The first thing to do is start on a downhill. Use short, staccato exercises with immediate feedback and gratification to create quick wins. Then you can build toward more complex and meaningful insights where the reward is more intrinsic. Then lock in the progress with time for reflection and action planning before taking a sizable break. And don’t fall into the trap of shortening breaks to cram in more content. Managing energy is essential to keeping thoughtload out of the red zone.

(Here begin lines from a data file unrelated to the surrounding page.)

PR #133, opened 2017-01-29
Add thread_ts parameter when posting messages

afjoseph:
Allow sending `thread_ts` parameter when posting a message. Sending a message that has a `thread_ts` parameter that's the same as a the `ts` parameter of a message will thread the sent message. 

So, if message X had a `ts` value of `1485051909.018632`, any new messages that have a `thread_ts` value of `1485051909.018632` will become a child of message X and be listed under its thread.

More info [here](https://api.slack.com/docs/message-threading)

Quick code example:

- Make Room for Individual Differences
One final strategy to keep energy up and thoughtload down is to provide different options for activities that are tailored to four different energy profiles: physical activity, social connection, intellectual stimulation and orderly process. Where possible, have different versions of exercises — or different break activities — that allow learners to tap into what energizes them most
Thoughtload Is a Tax You Can’t Ignore
Your learners are already carrying a heavy thoughtload, and your training can easily feel like just another demand on their attention — another source of anxiety or another drain on already limited energy. Designing and delivering training with that thoughtload in mind makes it more likely you’ll cut through the noise, foster awareness and insight, and drive lasting behavior change.